● Instructions to follow
All of the data needs to be repeated exactly.

─── Task data

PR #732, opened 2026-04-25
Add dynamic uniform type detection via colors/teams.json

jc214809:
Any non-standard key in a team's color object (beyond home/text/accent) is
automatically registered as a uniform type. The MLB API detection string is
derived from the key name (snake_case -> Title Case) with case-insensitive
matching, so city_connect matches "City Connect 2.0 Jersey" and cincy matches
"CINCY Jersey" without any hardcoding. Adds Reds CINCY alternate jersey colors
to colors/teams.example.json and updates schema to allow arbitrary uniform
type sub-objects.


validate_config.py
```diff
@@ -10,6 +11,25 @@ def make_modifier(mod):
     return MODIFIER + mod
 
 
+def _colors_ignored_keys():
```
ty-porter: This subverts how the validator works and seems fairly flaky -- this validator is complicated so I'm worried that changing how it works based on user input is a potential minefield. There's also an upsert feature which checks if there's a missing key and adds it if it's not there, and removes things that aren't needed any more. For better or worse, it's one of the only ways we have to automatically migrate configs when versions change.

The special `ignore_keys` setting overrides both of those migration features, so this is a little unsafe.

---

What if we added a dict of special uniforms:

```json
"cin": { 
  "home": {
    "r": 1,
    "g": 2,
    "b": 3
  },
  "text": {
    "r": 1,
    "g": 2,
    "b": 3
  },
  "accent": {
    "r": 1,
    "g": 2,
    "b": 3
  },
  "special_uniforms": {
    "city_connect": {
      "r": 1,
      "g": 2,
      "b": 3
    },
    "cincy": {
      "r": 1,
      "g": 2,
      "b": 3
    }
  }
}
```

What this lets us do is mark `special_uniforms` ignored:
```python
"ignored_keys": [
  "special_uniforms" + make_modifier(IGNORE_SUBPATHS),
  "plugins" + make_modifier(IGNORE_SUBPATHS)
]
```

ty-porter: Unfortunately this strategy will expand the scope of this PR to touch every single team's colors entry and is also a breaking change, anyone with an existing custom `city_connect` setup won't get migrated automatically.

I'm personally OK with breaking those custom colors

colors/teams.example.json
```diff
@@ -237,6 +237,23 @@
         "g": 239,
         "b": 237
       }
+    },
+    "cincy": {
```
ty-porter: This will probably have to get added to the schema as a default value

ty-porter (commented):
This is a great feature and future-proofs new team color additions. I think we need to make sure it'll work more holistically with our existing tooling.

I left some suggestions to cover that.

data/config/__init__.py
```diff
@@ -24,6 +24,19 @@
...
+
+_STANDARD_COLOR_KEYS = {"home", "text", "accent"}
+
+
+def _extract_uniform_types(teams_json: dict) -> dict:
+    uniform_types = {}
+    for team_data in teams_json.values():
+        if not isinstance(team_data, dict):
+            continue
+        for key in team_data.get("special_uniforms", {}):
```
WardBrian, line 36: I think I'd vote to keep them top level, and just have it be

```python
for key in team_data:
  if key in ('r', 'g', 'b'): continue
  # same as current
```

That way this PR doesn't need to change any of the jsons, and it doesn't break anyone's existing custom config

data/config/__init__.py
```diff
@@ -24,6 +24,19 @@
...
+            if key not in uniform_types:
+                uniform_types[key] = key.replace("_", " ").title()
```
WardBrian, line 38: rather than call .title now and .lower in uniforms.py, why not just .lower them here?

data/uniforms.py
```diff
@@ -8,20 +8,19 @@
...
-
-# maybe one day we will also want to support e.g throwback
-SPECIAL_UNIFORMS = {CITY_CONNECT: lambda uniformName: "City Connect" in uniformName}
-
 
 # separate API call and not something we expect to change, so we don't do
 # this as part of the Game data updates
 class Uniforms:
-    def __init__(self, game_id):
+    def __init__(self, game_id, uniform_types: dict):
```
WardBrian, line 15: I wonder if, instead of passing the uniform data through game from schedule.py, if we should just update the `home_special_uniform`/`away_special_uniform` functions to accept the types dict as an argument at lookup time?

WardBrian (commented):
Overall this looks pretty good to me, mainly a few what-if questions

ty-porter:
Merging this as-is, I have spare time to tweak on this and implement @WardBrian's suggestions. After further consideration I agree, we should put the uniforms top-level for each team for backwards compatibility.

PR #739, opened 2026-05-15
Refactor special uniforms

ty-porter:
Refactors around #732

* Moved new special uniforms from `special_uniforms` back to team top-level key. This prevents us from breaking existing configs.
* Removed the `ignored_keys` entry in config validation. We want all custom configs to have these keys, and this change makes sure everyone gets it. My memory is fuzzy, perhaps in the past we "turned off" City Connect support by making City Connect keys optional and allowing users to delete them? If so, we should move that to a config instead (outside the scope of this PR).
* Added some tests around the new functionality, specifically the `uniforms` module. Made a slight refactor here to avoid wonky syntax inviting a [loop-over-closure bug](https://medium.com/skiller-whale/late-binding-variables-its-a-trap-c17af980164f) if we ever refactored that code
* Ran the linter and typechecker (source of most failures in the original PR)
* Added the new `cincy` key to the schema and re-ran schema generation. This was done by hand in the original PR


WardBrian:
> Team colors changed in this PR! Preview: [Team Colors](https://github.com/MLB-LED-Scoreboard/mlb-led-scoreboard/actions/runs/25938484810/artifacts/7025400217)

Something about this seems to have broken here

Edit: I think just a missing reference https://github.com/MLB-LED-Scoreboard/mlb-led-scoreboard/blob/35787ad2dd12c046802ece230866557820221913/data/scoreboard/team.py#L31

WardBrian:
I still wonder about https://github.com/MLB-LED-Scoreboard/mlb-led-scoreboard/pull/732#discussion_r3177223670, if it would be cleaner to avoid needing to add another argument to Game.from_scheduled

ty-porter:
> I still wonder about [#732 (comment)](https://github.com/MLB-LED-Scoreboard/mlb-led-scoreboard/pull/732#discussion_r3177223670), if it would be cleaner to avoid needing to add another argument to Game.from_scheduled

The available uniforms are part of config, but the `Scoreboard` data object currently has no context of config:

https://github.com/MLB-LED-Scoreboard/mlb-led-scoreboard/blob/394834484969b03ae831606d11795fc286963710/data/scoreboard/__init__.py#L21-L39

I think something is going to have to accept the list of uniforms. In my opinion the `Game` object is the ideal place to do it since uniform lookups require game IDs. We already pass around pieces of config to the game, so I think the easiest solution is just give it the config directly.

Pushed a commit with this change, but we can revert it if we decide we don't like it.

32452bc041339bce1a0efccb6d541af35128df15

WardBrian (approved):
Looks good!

──────

● Task output
PR #732, opened 2026-04-25
Add dynamic uniform type detection via colors/teams.json

jc214809:
Any non-standard key in a team's color object (beyond home/text/accent) is
automatically registered as a uniform type. The MLB API detection string is
derived from the key name (snake_case -> Title Case) with case-insensitive
matching, so city_connect matches "City Connect 2.0 Jersey" and cincy matches
"CINCY Jersey" without any hardcoding. Adds Reds CINCY alternate jersey colors
to colors/teams.example.json and updates schema to allow arbitrary uniform
type sub-objects.


validate_config.py
```diff
@@ -10,6 +11,25 @@ def make_modifier(mod):
     return MODIFIER + mod
 
 
+def _colors_ignored_keys():
```
ty-porter: This subverts how the validator works and seems fairly flaky -- this validator is complicated so I'm worried that changing how it works based on user input is a potential minefield. There's also an upsert feature which checks if there's a missing key and adds it if it's not there, and removes things that aren't needed any more. For better or worse, it's one of the only ways we have to automatically migrate configs when versions change.

The special `ignore_keys` setting overrides both of those migration features, so this is a little unsafe.

---

What if we added a dict of special uniforms:

```json
"cin": { 
  "home": {
    "r": 1,
    "g": 2,
    "b": 3
  },
  "text": {
    "r": 1,
    "g": 2,
    "b": 3
  },
  "accent": {
    "r": 1,
    "g": 2,
    "b": 3
  },
  "special_uniforms": {
    "city_connect": {
      "r": 1,
      "g": 2,
      "b": 3
    },
    "cincy": {
      "r": 1,
      "g": 2,
      "b": 3
    }
  }
}
```

What this lets us do is mark `special_uniforms` ignored:
```python
"ignored_keys": [
  "special_uniforms" + make_modifier(IGNORE_SUBPATHS),
  "plugins" + make_modifier(IGNORE_SUBPATHS)
]
```

ty-porter: Unfortunately this strategy will expand the scope of this PR to touch every single team's colors entry and is also a breaking change, anyone with an existing custom `city_connect` setup won't get migrated automatically.

I'm personally OK with breaking those custom colors

colors/teams.example.json
```diff
@@ -237,6 +237,23 @@
         "g": 239,
         "b": 237
       }
+    },
+    "cincy": {
```
ty-porter: This will probably have to get added to the schema as a default value

ty-porter (commented):
This is a great feature and future-proofs new team color additions. I think we need to make sure it'll work more holistically with our existing tooling.

I left some suggestions to cover that.

data/config/__init__.py
```diff
@@ -24,6 +24,19 @@
...
+
+_STANDARD_COLOR_KEYS = {"home", "text", "accent"}
+
+
+def _extract_uniform_types(teams_json: dict) -> dict:
+    uniform_types = {}
+    for team_data in teams_json.values():
+        if not isinstance(team_data, dict):
+            continue
+        for key in team_data.get("special_uniforms", {}):
```
WardBrian, line 36: I think I'd vote to keep them top level, and just have it be

```python
for key in team_data:
  if key in ('r', 'g', 'b'): continue
  # same as current
```

That way this PR doesn't need to change any of the jsons, and it doesn't break anyone's existing custom config

data/config/__init__.py
```diff
@@ -24,6 +24,19 @@
...
+            if key not in uniform_types:
+                uniform_types[key] = key.replace("_", " ").title()
```
WardBrian, line 38: rather than call .title now and .lower in uniforms.py, why not just .lower them here?

data/uniforms.py
```diff
@@ -8,20 +8,19 @@
...
-
-# maybe one day we will also want to support e.g throwback
-SPECIAL_UNIFORMS = {CITY_CONNECT: lambda uniformName: "City Connect" in uniformName}
-
 
 # separate API call and not something we expect to change, so we don't do
 # this as part of the Game data updates
 class Uniforms:
-    def __init__(self, game_id):
+    def __init__(self, game_id, uniform_types: dict):
```
WardBrian, line 15: I wonder if, instead of passing the uniform data through game from schedule.py, if we should just update the `home_special_uniform`/`away_special_uniform` functions to accept the types dict as an argument at lookup time?

WardBrian (commented):
Overall this looks pretty good to me, mainly a few what-if questions

ty-porter:
Merging this as-is, I have spare time to tweak on this and implement @WardBrian's suggestions. After further consideration I agree, we should put the uniforms top-level for each team for backwards compatibility.

PR #739, opened 2026-05-15
Refactor special uniforms

ty-porter:
Refactors around #732

* Moved new special uniforms from `special_uniforms` back to team top-level key. This prevents us from breaking existing configs.
* Removed the `ignored_keys` entry in config validation. We want all custom configs to have these keys, and this change makes sure everyone gets it. My memory is fuzzy, perhaps in the past we "turned off" City Connect support by making City Connect keys optional and allowing users to delete them? If so, we should move that to a config instead (outside the scope of this PR).
* Added some tests around the new functionality, specifically the `uniforms` module. Made a slight refactor here to avoid wonky syntax inviting a [loop-over-closure bug](https://medium.com/skiller-whale/late-binding-variables-its-a-trap-c17af980164f) if we ever refactored that code
* Ran the linter and typechecker (source of most failures in the original PR)
* Added the new `cincy` key to the schema and re-ran schema generation. This was done by hand in the original PR


WardBrian:
> Team colors changed in this PR! Preview: [Team Colors](https://github.com/MLB-LED-Scoreboard/mlb-led-scoreboard/actions/runs/25938484810/artifacts/7025400217)

Something about this seems to have broken here

Edit: I think just a missing reference https://github.com/MLB-LED-Scoreboard/mlb-led-scoreboard/blob/35787ad2dd12c046802ece230866557820221913/data/scoreboard/team.py#L31

WardBrian:
I still wonder about https://github.com/MLB-LED-Scoreboard/mlb-led-scoreboard/pull/732#discussion_r3177223670, if it would be cleaner to avoid needing to add another argument to Game.from_scheduled

ty-porter:
> I still wonder about [#732 (comment)](https://github.com/MLB-LED-Scoreboard/mlb-led-scoreboard/pull/732#discussion_r3177223670), if it would be cleaner to avoid needing to add another argument to Game.from_scheduled

The available uniforms are part of config, but the `Scoreboard` data object currently has no context of config:

https://github.com/MLB-LED-Scoreboard/mlb-led-scoreboard/blob/394834484969b03ae831606d11795fc286963710/data/scoreboard/__init__.py#L21-L39

I think something is going to have to accept the list of uniforms. In my opinion the `Game` object is the ideal place to do it since uniform lookups require game IDs. We already pass around pieces of config to the game, so I think the easiest solution is just give it the config directly.

Pushed a commit with this change, but we can revert it if we decide we don't like it.

32452bc041339bce1a0efccb6d541af35128df15

WardBrian (approved):
Looks good!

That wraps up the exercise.